Dividing assets in a divorce are often one of the most complicated parts of the process. Because couples rarely split everything in half, the two sides go through a process of valuing everything so that they can arrive at a fair and equitable agreement. While this may sound relatively simple, it can be hard agreeing to the value of something. It is especially true when the asset is a business.
Value involves different factors
Many different factors go into the value of a business. Partnerships or larger companies have this figured out as part of the business agreement, but individuals who own small businesses may have no real idea of what the value is. Determining this can involve some of the following metrics:
- Assets and debts: Tangible property, cash, and a building, as well as earning potential and reputation, are assets. Debts will be money owed and operating costs. This all goes into determining the profitability of a business.
- Investment: There may be outside investment that also needs documentation.
- Value: This is a relative term and may be calculated in different ways. One method is the book value, which lists the assets and debts to come up with a bottom-line value. Market value would be the price of the company if it sold on the open market. These numbers will also shift seasonally, so analysts should look at a few years to get an accurate number. It is best to do this around the time of the divorce.

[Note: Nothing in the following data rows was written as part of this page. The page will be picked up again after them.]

PR #6, opened 2025-10-24
fix: do not use localhost on dev server

RomainJeff:
### Why this change ?
I've been facing some issues to get the frontend to load properly in widgets inside ChatGPT because trying to reach `localhost` was not possible on ChatGPT UI somehow.

My fix have been to directly use the host that is making the call, since anyway we are exposing our local through tools like `ngrok` and `cloudflared`.

I don't know if i'm missing something, otherwise, would make sense to either always use the host (like i did) or to at least make it more configurable.

### DIFF
--- a/src/server/server.ts
+++ b/src/server/server.ts
@@ -57,12 +57,10 @@ export class McpServer extends McpServerBase {
       },
       async (_uri, extra) => {
         const serverUrl =
-          process.env.NODE_ENV === "production"
-            ? `https://${
-                extra?.requestInfo?.headers?.["x-forwarded-host"] ??
-                extra?.requestInfo?.headers?.host
-              }`
-            : `http://localhost:3000`;
+          `https://${
+            extra?.requestInfo?.headers?.["x-forwarded-host"] ??
+            extra?.requestInfo?.headers?.host
+          }`;
 
         const templateData = {
           serverUrl,


fredericbarthelet:
Hey @RomainJeff, thanks for opening this issue :)

> trying to reach localhost was not possible on ChatGPT UI somehow
Could you share a bit more on that issue (any error in the console)?

The main reason assets are served from localhost in dev is to be able to use the hot module replacement feature from Vite. This one leverage a secure websocket connection that does not play well with local reverse proxy utils like ngrok and cloudlared tunnel. Did you manage to make this HMR connection work through your config? I'd be interested in understanding how you made that work.

Only the MCP server tool and resource need to be accessible publicly on internet in order for OpenAI backends to reach it. Skybridge (OpenAI runtime in charge of starting the iFrame for your widget) runs on your browser. Once it loads the HTML from the resource of your server, any additional JS and CSS assets that needs to be downloaded will be downloaded by your browser and can therefor be directly served by your dev server on localhost.

RomainJeff:
>Hey @RomainJeff, so does adding the header Access-Control-Allow-Private-Network: true in the server response had any effect on your side ?

Sorry for delayed answer : It fixed it on Brave but not on Chrome Canary (upcoming version of Chrome).

>In the case of requests made from an iframe, to make it work the document that declares the iframe must add a parameter to it so that it's authorized to make local requests allow="local-network-access *"

So that would be OpenAI who would need to do it right ? Tbh I think (hope) they have a LOT of things to update on their platform to make the developer experience much better for the MCP & Apps 😅

RomainJeff:
hey @harijoe @fredericbarthelet 

Good news, I just tested right now on Chrome Canary and it now asks my permission to give access to my local network and when I accept it works !

Maybe some guidelines to add to the documentation to clarify this extra step in the upcoming Chrome (and derived browsers) 🎉 

Here is a little screenshot : 
image

PR #8, opened 2025-11-17
Add useCallTool hook

fredericbarthelet:


harijoe (commented):
Are we sure we want to provide all the boolean helpers (like isPending, isError etc.)?
And if we do, maybe refacto by getting these boolean helpers from the status?
The current implementation feels quite verbose.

Outside expertise may be necessary
Many family law attorneys have experience handling a divorce that involves one or more businesses. However, it may be necessary to bring in a forensic accountant or business appraisal expert, especially if a spouse is trying to under-value, over-value, or hide income and assets. These experts working with a knowledgeable attorney can help ensure a fair value put on this significant asset, which helps create an equitable divorce agreement.